**Instructions for the task**
The expected output is a copy of every line in the records with the string "True".

**Given entries**

PR #345, opened 2021-06-22
Update get_metric with conditions

jdldeauna:
- [ ] Tests added to test_metrics.py


xgcm/test/test_metrics.py
```diff
@@ -183,3 +183,53 @@ def test_interp_metrics(metric_axes, metric_name):
...
+    ds, coords, _ = datasets_grid_metric("C")
+    grid = Grid(ds, coords=coords)
+    grid.set_metrics(("X", "Y"), "area_e")
+    get_metric = grid.get_metric(ds.v, metric_axes)
+
+    grid = Grid(ds, coords=coords)
+    grid.set_metrics(("X", "Y"), "area_n")
+    test_metric = grid.get_metric(ds.v, metric_axes)
+
+    # The metric is interpolated to the same dimensions, but has different values
```
jdldeauna, line 218: Metric is interpolated to desired dimension, but actual values differ

xgcm/test/test_metrics.py
```diff
@@ -183,3 +183,53 @@ def test_interp_metrics(metric_axes, metric_name):
...
+    grid.set_metrics(("X"), "dx_n")
+    grid.set_metrics(("Y"), "dy_n")
+    get_metric = grid.get_metric(ds.v, metric_axes)
+
+    grid = Grid(ds, coords=coords)
+    grid.set_metrics(("X", "Y"), "area_n")
+    test_metric = grid.get_metric(ds.v, metric_axes)
+
+    # Area calculated by multiplying metrics has different value than given area
+    # xr.testing.assert_equal(get_metric, test_metric)
```
jdldeauna, line 234: Area calculated by multiplying separate metrics has different value than actual given area

xgcm/test/test_metric_ops_multi_axis.py
```diff
@@ -196,24 +196,24 @@ def test_missingaxis(self, axis, funcname, periodic, boundary):
...
-        match_message = "Unable to find any combinations of metrics for array dims.*X.*"
-        with pytest.raises(KeyError, match=match_message):
-            func(ds.tracer.mean("xt"), "X", **kwargs)
-
-        match_message = (
-            "Unable to find any combinations of metrics for array dims.*X.*Y.*Z.*"
-        )
-        with pytest.raises(KeyError, match=match_message):
-            func(ds.tracer.mean("xt"), ["X", "Y", "Z"], **kwargs)
+    # def test_missingdim(self, funcname, periodic, boundary):
```
jdldeauna, line 199: I'm still working on figuring out how to make this test work, so I've commented it out for now before pushing changes.

xgcm/test/test_metrics.py
```diff
@@ -138,6 +136,105 @@ def test_get_metric(axes, data_var, drop_vars, metric_expected_list, expected_er
         assert metric.equals(expected)
 
 
+@pytest.mark.parametrize(
+    "set_metrics,metric_axes,ds_array,ds_expected,set_metric_vars,expected_metric",
```
dcherian, line 140: This is very impressive use of `parametrize` but it's a hard to follow because your parameters and the actual test code are far away from each other. 

```
if expected_metric == "cond1":
```
I think we should break this test up in to 4 tests where each test tests a single condition. There's not that much code shared between the 4 actual tests so there's not much gained by sticking it in one function.

xgcm/test/test_metrics.py
```diff
@@ -138,6 +136,105 @@ def test_get_metric(axes, data_var, drop_vars, metric_expected_list, expected_er
...
+        metric_interp = grid.interp(metric_values[0], "Y")
+        expected_metric = (metric_interp * metric_values[1]).reset_coords(drop=True)
+    elif expected_metric == "cond4b":
+        metric_values = [ds[v] for k, v in set_metric_vars.items()]
+        metric_interp_1 = grid.interp(metric_values[0], "Y")
+        metric_interp_2 = grid.interp(metric_values[1], "Y")
+        expected_metric = (metric_interp_1 * metric_interp_2).reset_coords(drop=True)
+
+    xr.testing.assert_equal(get_metric, expected_metric)
+    xr.testing.assert_allclose(get_metric, expected_metric)
```
dcherian, line 235: Only one of these is needed: the only difference is whether they use `np.testing.array_equal` or `np.testing.array_allclose` under the hood. The latter allows you to ignore minor floating point differences. If it passes with `equal` use that, if not use `allclose`

jbusecke (approved):
This looks very nice! Thanks @jdldeauna. Lets just remember to add a test for `iterate_axis_combinations`!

**Answer box**
+        expected_metric = (metric_interp * metric_values[1]).reset_coords(drop=True)
+        expected_metric = (metric_interp_1 * metric_interp_2).reset_coords(drop=True)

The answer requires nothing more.